The key in lock-free programming is to use hardware-intrinsic atomic operations.
As a matter of fact, even locks themselves must use those atomic operations!
But the difference between locked and lock-free programming is that a lock-free program can never be stalled entirely by any single thread. By contrast, if in a locking program one thread acquires a lock and then gets suspended indefinitely, the entire program is blocked and cannot make progress. By contrast, a lock-free program can make progress even if individual threads are suspended indefinitely.

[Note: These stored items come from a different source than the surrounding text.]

PR #115, opened 2020-11-23
Us 94/refactoring activities

rdsaliba:
Inspection fixes
- Code Style issues
- Compiler issues
- Declaration redundancy
- Java language level migration aids
- Javadoc
- Probable bugs
- Proofreading

There's more that needs to be fixed.

### DIFF
--- a/.gitignore
+++ b/.gitignore
@@ -23,3 +23,8 @@
 target/*
 .idea/compiler.xml
 .idea/misc.xml
+.idea/sonarIssues.xml
+
+cbms.iml
+
+.DS_Store
--- a/src/main/java/com/cbms/preprocessing/DataPrePreprocessorController.java
+++ b/src/main/java/com/cbms/preprocessing/DataPrePreprocessorController.java
@@ -4,8 +4,8 @@
   it will return an Instances object with the attributes and their corresponding data selected by the algorithm removed
 
   @author Paul Micu
- * @version 1.0
- * @last_edit 11/01/2020
+  @version 1.0
+  @last_edit 11/01/2020
  */
 package com.cbms.preprocessing;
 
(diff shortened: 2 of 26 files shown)


src/main/java/com/cbms/preprocessing/DataPrePreprocessorController.java
```diff
@@ -1,31 +1,26 @@
...
- * @author Paul Micu
+/*
+  This Controller will handle the preprocessing of the data.
+  it requires the dataset to reduce in an Instances object
+  it will return an Instances object with the attributes and their corresponding data selected by the algorithm removed
+
+  @author Paul Micu
  * @version 1.0
  * @last_edit 11/01/2020
  */
```
PaulMicu: Any reason why you only removed some of the '*' in this file and the others(i'm not gonna leave a comment on them because there's a few)

PaulMicu:
Are the changes in these files necessary?
.idea/sonarIssues.xml
cbms.iml

.gitignore
```diff
@@ -23,3 +23,8 @@
 target/*
 .idea/compiler.xml
 .idea/misc.xml
+.idea/sonarIssues.xml
```
rdsaliba, line 26: @PaulMicu 
Hi Paul, as you can see I tried to exclude them in the gitignore but it has failed me every single time...

PaulMicu (changes requested):

src/main/java/com/cbms/preprocessing/DataPrePreprocessorController.java
rdsaliba: This was due to automatic fix on intellij, I'll fix those and push the changes. Good catch.

PaulMicu (approved):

Here's a simple example: A concurrent counter increment. We present two versions which are both "thread-safe", i.e. which can be called multiple times concurrently. First the locked version:
int counter = 0;
std::mutex counter_mutex;
void increment_with_lock()
{
std::lock_guard<std::mutex> _(counter_mutex);
++counter;
}
Now the lock-free version:
std::atomic<int> counter(0);
void increment_lockfree()
{
++counter;
}
Now imagine hundreds of thread all call the increment_*
function concurrently. In the locked version, no thread can make progress until the lock-holding thread unlocks the mutex. By contrast, in the lock-free version, all threads can make progress. If a thread is held up, it just won't do its share of the work, but everyone else gets to get on with their work.
It is worth noting that in general lock-free programming trades throughput and mean latency throughput for predictable latency. That is, a lock-free program will usually get less done than a corresponding locking program if there is not too much contention (since atomic operations are slow and affect a lot of the rest of the system), but it guarantees to never produce unpredictably large latencies.